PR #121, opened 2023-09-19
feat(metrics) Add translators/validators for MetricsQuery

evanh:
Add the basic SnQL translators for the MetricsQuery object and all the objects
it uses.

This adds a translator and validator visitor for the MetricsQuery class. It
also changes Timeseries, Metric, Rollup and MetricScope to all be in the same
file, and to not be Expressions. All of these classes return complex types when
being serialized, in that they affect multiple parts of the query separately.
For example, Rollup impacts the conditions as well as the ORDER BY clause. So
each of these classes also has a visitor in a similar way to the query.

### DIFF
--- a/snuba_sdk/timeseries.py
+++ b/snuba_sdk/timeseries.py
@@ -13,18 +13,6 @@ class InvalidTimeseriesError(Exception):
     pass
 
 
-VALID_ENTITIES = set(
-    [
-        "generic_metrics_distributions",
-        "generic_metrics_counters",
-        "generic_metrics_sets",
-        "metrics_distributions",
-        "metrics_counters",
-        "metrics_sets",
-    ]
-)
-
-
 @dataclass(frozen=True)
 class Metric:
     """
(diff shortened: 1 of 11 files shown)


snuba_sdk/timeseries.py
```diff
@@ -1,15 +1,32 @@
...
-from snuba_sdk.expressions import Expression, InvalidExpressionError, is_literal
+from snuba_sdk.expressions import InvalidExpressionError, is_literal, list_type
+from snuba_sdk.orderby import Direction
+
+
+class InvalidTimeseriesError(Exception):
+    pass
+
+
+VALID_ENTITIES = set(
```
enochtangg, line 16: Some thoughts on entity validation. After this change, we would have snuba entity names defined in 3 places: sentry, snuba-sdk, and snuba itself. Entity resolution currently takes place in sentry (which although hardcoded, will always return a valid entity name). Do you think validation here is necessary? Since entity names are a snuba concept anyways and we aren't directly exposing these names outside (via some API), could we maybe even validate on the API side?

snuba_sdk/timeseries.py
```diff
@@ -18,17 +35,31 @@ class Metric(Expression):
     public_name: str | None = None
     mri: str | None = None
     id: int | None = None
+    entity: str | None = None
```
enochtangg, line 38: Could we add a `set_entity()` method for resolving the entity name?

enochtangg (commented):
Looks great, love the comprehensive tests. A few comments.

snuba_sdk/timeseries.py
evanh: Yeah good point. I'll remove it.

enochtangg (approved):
---
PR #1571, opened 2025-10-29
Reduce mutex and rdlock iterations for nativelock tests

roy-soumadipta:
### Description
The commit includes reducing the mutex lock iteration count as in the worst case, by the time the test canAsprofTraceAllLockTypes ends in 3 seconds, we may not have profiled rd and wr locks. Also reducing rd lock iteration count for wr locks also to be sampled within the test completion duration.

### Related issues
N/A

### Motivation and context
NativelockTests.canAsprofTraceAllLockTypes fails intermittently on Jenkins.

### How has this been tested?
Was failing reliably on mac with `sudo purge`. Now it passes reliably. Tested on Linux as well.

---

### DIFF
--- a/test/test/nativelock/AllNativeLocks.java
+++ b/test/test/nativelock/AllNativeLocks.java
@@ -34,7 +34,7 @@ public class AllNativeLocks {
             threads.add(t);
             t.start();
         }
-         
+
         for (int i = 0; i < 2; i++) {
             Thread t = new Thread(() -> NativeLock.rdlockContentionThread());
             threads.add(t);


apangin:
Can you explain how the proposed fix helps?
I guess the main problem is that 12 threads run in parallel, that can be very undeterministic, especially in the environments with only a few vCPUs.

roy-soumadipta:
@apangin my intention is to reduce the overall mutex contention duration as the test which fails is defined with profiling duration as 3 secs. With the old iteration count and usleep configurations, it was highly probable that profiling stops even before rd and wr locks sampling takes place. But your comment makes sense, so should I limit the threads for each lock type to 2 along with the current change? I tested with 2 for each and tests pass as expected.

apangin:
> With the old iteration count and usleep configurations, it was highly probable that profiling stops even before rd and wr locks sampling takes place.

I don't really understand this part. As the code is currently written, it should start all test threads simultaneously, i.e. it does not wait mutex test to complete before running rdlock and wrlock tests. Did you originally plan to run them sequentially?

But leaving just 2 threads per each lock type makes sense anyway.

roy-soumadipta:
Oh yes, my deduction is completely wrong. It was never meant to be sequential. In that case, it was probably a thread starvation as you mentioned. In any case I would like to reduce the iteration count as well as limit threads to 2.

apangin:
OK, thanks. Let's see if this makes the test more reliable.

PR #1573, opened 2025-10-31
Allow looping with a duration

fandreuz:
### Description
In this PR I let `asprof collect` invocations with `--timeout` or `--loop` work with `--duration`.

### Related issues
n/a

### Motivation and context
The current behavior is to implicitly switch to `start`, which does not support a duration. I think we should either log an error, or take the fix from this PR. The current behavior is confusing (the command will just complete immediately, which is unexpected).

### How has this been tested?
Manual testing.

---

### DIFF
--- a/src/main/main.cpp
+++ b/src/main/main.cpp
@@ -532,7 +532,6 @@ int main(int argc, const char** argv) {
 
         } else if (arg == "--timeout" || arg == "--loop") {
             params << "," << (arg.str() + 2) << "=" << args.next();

◆ **Assigned task**
Copy out all lines of the listing where the word "classes" appears.

◆ **Answer section**
file, and to not be Expressions. All of these classes return complex types when
each of these classes also has a visitor in a similar way to the query.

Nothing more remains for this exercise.